How Primavera P6 Performs Resource Leveling

The resource leveling process in Primavera P6 can be approached in two primary ways: automatic leveling and manual leveling. Understanding the difference and knowing when to use each is essential for effective conflict resolution.

  • Automatic Leveling: The software analyses all overallocated resources and automatically delays activities (while respecting activity relationships, constraints, and priorities) until the resource conflict is resolved. This is a time-saver for large schedules, but it should be used with caution because it can introduce unintended delays and ignore practical constraints like weather windows or site access.
  • Manual Leveling: The project manager uses the Gantt chart or Activity Table to drag-and-drop activities, adjust durations, or reassign resources. This approach offers fine-grained control but requires a deep understanding of the project’s logic and resource dependencies.
  • Resource Usage Profile: A graphical view showing daily or weekly resource hours across the schedule.
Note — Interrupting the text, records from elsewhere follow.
PR #444, opened 2023-10-11
ME-13953-ads-fix

tsi:


docs/vast-vpaid.html
```diff
@@ -37,20 +34,13 @@
         cloud_name: 'demo',
         ads: {
           adTagUrl: adTagUrl,
+          debug: true
```
ehab-cl, line 37: should not we remove this now?

ehab-cl (approved):
💪

docs/vast-vpaid.html
tsi: I'm now making this configurable, instead of always `true`.
I don't mind it will be `true` in the example page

Red bars indicate overallocation, making it easy to spot trouble spots at a glance.
  • Leveling Priorities and Constraints: Primavera allows users to set priority values on activities or apply constraints (e.g., “Must Finish By” or “Start On Or After”) that guide the leveling algorithm. Activities with higher priority are less likely to be delayed.

In practice, most engineering teams adopt a hybrid approach: they run automatic leveling to generate a baseline solution and then manually fine-tune the output to account for site-specific realities.

Resolving Conflicts Effectively

Resource conflicts in engineering projects are rarely simple. They can arise from shared equipment (e.g., a single mobile crane needed for two separate concrete pours), specialised skills (e.g., a NDT technician scheduled for multiple inspection tasks simultaneously), or material availability (e.g., a steel delivery window that constrains erection activities). Primavera P6 provides several tools to analyse and resolve these conflicts systematically.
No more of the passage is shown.